Advocacy, with Heart

photo[1]I’d never say that being a parent advocate is easy, but there’s one sense in which it can be relatively uncomplicated. Acting on behalf of your own child involves a certain amount of focus, and to a certain extent, that focus simplifies the process. All that is truly required from me now is to be Schuyler’s strongest advocate, and to make it clear to all involved that in that regard, I’m not going to waver from trying to implement the best possible scenario. I don’t need to balance Schuyler’s needs against budgetary concerns or limited resources or untrained staff, except as part of the process of compromise. I need to be aware of these problems, and I need to be sensitive to how they affect Schuyler’s care, but I don’t need to solve them. And that’s no small thing.

As I begin to transition into the world of professional advocacy, there’s an important shift away from the purely personal for me to undergo, and I suspect it’s not going to be a simple change.

As a parent advocate, my work is very personal, and the stakes are immeasurably high. It doesn’t mean I need to be an ass about it, but rather that my incentive for success is all-encompassing. The challenge for professionals, and for myself should I make that transition, is to bring that passion to the work, but to do so without personal prejudice and opinion, and most of all to listen. I could be a better listener anyway, but for professionals, listening is the beginning of dialogue.

Sometimes I wonder how they walk that line, the people who dedicate their lives to professional support of special needs children like Schuyler. Doctors, therapists, teachers and advocates are out there, working for our kids, and many, perhaps most, come to this work from a place of personal experience. With family, as parents, or especially as adults with disabilities, a great many professionals come to the table with some very personal feelings and experiences.

There’s a balance to be struck, I imagine. We don’t want hysterical, emotional professionals (as entertaining as that might sound), nor do we want dispassion. Experience matters, not so much as a driver of curriculum and the approaches taken with individual kids, because the idea that every kid is a unique snowflake takes on a very different and important meaning when it comes to teaching and treating individuals with disabilities. But personal experience makes us better listeners. It makes us more flexible, and it enables us to think on our feet and, perhaps more importantly, to use our intuition to guide us.

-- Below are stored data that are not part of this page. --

PR #103, opened 2022-04-17
Fix submodule URL for Freetype

matteodelabre:
Due to recent [changes in GitHub’s supported protocols](https://github.blog/2021-09-01-improving-git-protocol-security-github/), the fetching of submodules of this repository is failing. This also causes [folly](https://github.com/bkirwi/folly)’s build to fail, since for some reason the submodules are fetched as part of the build (@bkirwi).

This patch simply updates the submodule’s URL to use https:// instead of git://.

### DIFF
--- a/.gitmodules
+++ b/.gitmodules
@@ -1,3 +1,3 @@
 [submodule "legacy-c-impl/libfreetype"]
 	path = legacy-c-impl/libfreetype
-	url = git://github.com/ricardoquesada/libfreetype
+	url = https://github.com/ricardoquesada/libfreetype


bkirwi:
> for some reason the submodules are fetched as part of the build

This is `cargo`'s default behaviour. Normally helpful, but annoying for this repo, since the freetype dep is only for the deprecated C version of libremarkable.

(@fenollp / @LinusCDE - how would you feel about removing the C code from the main branch? If you're open to the idea I can probably do the work of splitting it out.)

@matteodelabre - assuming this works I'll make sure to percolate it through to the dependents, and make the toltec PR with the new rev.

LinusCDE:
> ([...] - how would you feel about removing the C code from the main branch? If you're open to the idea I can probably do the work of splitting it out.)

I have no real opinion on this. I don't know the history one it, or who might still use it.

From my point of view, you can split it out, but we should at least point out where it went in the readme, since people might search it here and wonder where it went.

fenollp:
How about just renaming `.gitmodules`

PR #104, opened 2022-04-19
Remove the legacy C implementation from the source tree

bkirwi:
This branch:
- Removes the `legacy-c-impl` subdirectory and the libfreetype submodule.
- Updates the readme to point to a branch where the `legacy-c-impl` is still present.

@LinusCDE - IIUC this is more or less the approach you were suggesting.

@fenollp - definitely better than the status quo, but it would prevent the legacy c impl even from building without changes, and this seems like a nice chance to declutter the repo. I don't feel that strongly though!


LinusCDE (approved):
Looks good to me 👍

fenollp (approved):

bkirwi:
Thanks all!

Issue #106, opened 2022-09-01
evdev type mismatch


glyh:
I've got this error message for evdev, when I was running `make TARGET=armv7-unknown-linux-gnueabihf deploy-x-demo`:
```
error[E0308]: mismatched types
   --> /cargo/registry/src/github.com-1ecc6299db9ec823/evdev-0.11.7/src/lib.rs:390:29
    |
390 |     let dur = Duration::new(tv.tv_sec.unsigned_abs(), tv.tv_usec as u32 * 1000);
    |               ------------- ^^^^^^^^^^^^^^^^^^^^^^^^ expected `u64`, found `u32`
    |               |
    |               arguments to this function are incorrect
    |
note: associated function defined here
   --> /rust/lib/rustlib/src/rust/library/core/src/time.rs:185:18
    |
185 |     pub const fn new(secs: u64, nanos: u32) -> Duration {
    |                  ^^^
help: you can convert a `u32` to a `u64`
    |
390 |     let dur = Duration::new(tv.tv_sec.unsigned_abs().into(), tv.tv_usec as u32 * 1000);
    |                                                     +++++++

For more information about this error, try `rustc --explain E0308`.
error: could not compile `evdev` due to previous error
```

LinusCDE:
Hi.

At first I couldn't reproduce this error. But then noticed that your version of evdev was newer then the one in my (older) `Cargo.lock` file.

Seems something between evdev 0.11.3 and 0.11.7 changed that broke it. I'm looking into it and will create a PR to fix it shortly.

Good catch! :+1:

LinusCDE:
The same compilation error was found 9 days ago in issue https://github.com/emberian/evdev/issues/95 (which lead to the PR fixing it)

LinusCDE:
The issue at hand is fixed in the [0.6.1 release](https://crates.io/crates/libremarkable/0.6.1).

As said, when the new evdev release is around, we can update to it and close this issue. That will then be included in a future `0.6.2` or  `0.7.0` release when we get to do that (not making that release for this fix alone though).

PR #107, opened 2022-09-01
Prevent usage newer evdev than 0.11.3 due to compilation error for armv7

LinusCDE:
This should fix issue #106 by capping the version of evdev used for now.

I also tested with the newer minor version (0.12.0) and it had the same issue as well.

### DIFF
--- a/Cargo.toml
+++ b/Cargo.toml
@@ -29,7 +29,7 @@ image = { version = "0.23.14", optional = true }
 line_drawing = { version = "1.0.0", optional = true }
 
 # input
-evdev = { version = "0.11.3", optional = true }
+evdev = { version = "<=0.11.3", optional = true }
 epoll = { version = "4.3.1", optional = true }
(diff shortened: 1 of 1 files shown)


LinusCDE:
Was about to make a PR to evdev to fix the source issue, but found that their current master branch builds fine. It seems this already got addressed in a commit 9 days ago, but there is no release with this fix yet.

PR: https://github.com/emberian/evdev/pull/96
Commit: https://github.com/emberian/evdev/commit/909b3d2f53fae43f5ed42ece5a22d37a797edf38

So this fix should do the trick until the next release of evdev fixes the issue. If it's a patch release (`0.12.X`) we should probably use `>=` for the version to ensure no accidental use of `0.12.0`.

Will merge this tomorrow of no one is against this (cc @bkirwi @fenollp )

bkirwi:
I'm all for it - thanks for handling!

fenollp (approved):

PR #114, opened 2023-07-23
Update wiki links to archive.org

Eeems:
The wiki is no longer loading, but luckily there are recent archive.org crawls of the site that can be used.

### DIFF
--- a/README.md
+++ b/README.md
@@ -17,12 +17,12 @@ For further documentation see the [wiki](https://github.com/canselcik/libremarka
 ### Build Instructions
 
 #### Setting up the toolchain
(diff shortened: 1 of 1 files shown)


LinusCDE:
The wiki being discontinued is pretty sad. Do you know by any chance who hosts it? Maybe we could continue hosting it somewhere. Would have no issues doing that myself if needed.

Eeems:
@LinusCDE There is an email address on https://web.archive.org/web/20230331220740/https://remarkablewiki.com/ for someone claiming to be the owner. That said, I think it's probably a better idea to have people transpose the information to remarkable.guide

PR #116, opened 2024-01-02
reduce required dependencies

HookedBehemoth:
- move env_logger to dev-dependencies (was only used in the examples)
- move image functions behind existing feature flag

I bumped the version to 0.7.0 as this could be a breaking change for someone having appctx but not image enabled.

The motivation was to flatten the dependency tree, reduce build time and reduce target folder size.

### DIFF
--- a/Cargo.toml
+++ b/Cargo.toml
@@ -1,6 +1,6 @@
 [package]
 name = "libremarkable"
-version = "0.6.2"
+version = "0.7.0"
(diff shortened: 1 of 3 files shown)


bkirwi:
Seems reasonable enough to me! I'm not aware of any real-world applications that use `appctx`, but it still seems wise to bump the version.

@fenollp / @LinusCDE - unless you object this seems mergeable?

fenollp:
LGTM!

The finest professionals I’ve worked with have been very emotional and opinionated indeed, usually as a result of experience originating in love. What’s important is not the presence or absence of emotion or opinion, but how it’s channeled. That personal connection and emotional investment isn’t a fire that consumes, but rather an energy that directs and inspires. It’s a balance for which I’ll need to strive

To those who count themselves as believers, there is a sense that those who work to make the world better and more fair for people with disabilities are doing God’s work. If that’s true, it’s probably also worth remembering the old saying, the one that tells us that God is in the detail.